Collected data:
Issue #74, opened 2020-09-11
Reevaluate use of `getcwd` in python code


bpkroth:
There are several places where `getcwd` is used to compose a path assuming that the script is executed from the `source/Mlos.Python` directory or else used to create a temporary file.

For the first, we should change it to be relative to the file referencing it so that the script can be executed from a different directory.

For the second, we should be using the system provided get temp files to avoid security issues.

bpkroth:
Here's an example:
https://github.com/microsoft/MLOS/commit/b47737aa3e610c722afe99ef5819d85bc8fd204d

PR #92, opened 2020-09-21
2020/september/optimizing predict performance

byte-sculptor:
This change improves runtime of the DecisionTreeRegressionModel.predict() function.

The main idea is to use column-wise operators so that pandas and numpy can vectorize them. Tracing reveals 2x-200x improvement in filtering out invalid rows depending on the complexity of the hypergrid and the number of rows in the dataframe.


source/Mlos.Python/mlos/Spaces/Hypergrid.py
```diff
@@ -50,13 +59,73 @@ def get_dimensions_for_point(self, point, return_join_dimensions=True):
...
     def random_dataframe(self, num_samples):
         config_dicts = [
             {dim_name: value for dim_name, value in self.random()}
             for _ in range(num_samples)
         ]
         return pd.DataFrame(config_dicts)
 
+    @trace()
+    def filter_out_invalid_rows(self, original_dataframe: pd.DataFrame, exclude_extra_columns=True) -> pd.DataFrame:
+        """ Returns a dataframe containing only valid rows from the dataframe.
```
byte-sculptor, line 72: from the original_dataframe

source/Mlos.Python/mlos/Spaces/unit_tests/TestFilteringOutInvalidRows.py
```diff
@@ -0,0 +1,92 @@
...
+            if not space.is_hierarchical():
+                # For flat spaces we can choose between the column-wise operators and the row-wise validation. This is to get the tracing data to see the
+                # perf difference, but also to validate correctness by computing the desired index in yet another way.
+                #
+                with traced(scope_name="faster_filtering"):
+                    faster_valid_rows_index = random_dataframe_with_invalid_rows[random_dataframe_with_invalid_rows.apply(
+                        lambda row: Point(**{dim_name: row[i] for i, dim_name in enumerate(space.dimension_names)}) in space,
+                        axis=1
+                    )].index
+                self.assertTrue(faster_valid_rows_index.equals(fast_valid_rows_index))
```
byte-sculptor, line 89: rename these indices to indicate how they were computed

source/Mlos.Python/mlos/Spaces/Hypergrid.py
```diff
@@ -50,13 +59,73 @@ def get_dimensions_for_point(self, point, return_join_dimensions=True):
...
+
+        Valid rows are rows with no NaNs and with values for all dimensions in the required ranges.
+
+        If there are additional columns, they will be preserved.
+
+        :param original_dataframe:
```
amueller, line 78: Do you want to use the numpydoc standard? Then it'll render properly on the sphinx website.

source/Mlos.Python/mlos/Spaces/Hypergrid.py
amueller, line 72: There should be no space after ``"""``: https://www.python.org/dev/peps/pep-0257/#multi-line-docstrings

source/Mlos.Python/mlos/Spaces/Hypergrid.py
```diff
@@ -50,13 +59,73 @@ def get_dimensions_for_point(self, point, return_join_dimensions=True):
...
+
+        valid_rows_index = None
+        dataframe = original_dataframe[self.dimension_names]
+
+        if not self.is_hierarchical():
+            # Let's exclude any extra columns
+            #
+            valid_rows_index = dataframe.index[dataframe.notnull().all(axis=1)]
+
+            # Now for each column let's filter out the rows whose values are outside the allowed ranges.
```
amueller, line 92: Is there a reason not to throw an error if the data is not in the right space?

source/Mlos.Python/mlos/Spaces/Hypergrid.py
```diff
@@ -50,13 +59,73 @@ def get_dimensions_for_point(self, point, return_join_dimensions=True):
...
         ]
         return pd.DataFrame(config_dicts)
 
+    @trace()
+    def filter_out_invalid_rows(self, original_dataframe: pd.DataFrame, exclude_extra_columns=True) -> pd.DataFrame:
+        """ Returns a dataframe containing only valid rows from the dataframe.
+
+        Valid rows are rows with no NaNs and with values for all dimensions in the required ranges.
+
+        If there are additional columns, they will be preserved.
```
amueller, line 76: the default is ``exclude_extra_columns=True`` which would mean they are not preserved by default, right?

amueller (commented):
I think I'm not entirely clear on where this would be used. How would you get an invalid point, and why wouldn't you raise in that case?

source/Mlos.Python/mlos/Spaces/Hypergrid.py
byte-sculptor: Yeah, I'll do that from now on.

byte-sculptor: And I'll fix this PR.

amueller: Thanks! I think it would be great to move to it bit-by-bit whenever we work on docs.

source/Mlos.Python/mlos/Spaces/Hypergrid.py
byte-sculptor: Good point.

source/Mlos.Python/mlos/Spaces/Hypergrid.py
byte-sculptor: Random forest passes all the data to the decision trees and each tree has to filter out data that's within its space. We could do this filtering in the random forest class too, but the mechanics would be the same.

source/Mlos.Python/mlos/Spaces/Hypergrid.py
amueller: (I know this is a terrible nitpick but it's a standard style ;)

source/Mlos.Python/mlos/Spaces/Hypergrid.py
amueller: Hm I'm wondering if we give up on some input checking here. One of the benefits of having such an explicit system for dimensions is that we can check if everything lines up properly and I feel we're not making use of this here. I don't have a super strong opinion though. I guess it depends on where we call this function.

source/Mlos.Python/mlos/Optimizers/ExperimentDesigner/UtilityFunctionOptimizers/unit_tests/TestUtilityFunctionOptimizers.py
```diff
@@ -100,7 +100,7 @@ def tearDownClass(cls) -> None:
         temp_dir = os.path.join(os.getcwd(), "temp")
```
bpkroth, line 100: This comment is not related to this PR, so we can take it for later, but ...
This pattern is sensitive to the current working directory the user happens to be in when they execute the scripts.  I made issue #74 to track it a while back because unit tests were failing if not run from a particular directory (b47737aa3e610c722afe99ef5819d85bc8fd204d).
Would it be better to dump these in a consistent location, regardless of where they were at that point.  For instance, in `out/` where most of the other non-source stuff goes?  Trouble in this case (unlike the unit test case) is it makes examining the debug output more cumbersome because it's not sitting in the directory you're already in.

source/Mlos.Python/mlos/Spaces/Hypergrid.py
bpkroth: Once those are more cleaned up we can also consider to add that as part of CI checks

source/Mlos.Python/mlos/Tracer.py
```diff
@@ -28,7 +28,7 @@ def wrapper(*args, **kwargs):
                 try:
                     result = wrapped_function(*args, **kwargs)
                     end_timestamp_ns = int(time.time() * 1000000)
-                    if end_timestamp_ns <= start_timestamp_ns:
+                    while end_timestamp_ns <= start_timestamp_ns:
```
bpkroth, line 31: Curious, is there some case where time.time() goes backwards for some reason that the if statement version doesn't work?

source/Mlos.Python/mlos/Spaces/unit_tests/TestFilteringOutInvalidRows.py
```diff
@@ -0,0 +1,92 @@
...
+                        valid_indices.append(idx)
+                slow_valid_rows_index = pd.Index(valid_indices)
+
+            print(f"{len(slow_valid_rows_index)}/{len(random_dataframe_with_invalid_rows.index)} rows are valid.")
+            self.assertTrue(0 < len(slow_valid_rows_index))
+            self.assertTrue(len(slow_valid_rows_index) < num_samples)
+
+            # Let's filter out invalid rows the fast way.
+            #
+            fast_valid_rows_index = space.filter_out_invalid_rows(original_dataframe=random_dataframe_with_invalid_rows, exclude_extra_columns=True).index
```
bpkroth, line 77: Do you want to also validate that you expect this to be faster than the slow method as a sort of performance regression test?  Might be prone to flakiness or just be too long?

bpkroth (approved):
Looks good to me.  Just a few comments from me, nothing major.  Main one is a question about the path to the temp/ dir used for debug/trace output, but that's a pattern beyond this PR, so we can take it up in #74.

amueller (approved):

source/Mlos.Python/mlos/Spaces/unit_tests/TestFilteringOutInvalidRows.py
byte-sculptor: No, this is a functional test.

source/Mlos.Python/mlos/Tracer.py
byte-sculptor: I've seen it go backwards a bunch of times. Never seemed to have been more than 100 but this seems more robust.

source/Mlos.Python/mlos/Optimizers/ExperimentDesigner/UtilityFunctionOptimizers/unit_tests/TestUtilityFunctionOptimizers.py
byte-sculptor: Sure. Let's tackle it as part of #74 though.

What you should do
Please copy out each line of the data in which the word "where" occurs.

Solution for this task
There are several places where `getcwd` is used to compose a path assuming that the script is executed from the `source/Mlos.Python` directory or else used to create a temporary file.
I think I'm not entirely clear on where this would be used. How would you get an invalid point, and why wouldn't you raise in that case?
amueller: Hm I'm wondering if we give up on some input checking here. One of the benefits of having such an explicit system for dimensions is that we can check if everything lines up properly and I feel we're not making use of this here. I don't have a super strong opinion though. I guess it depends on where we call this function.
Would it be better to dump these in a consistent location, regardless of where they were at that point.  For instance, in `out/` where most of the other non-source stuff goes?  Trouble in this case (unlike the unit test case) is it makes examining the debug output more cumbersome because it's not sitting in the directory you're already in.
bpkroth, line 31: Curious, is there some case where time.time() goes backwards for some reason that the if statement version doesn't work?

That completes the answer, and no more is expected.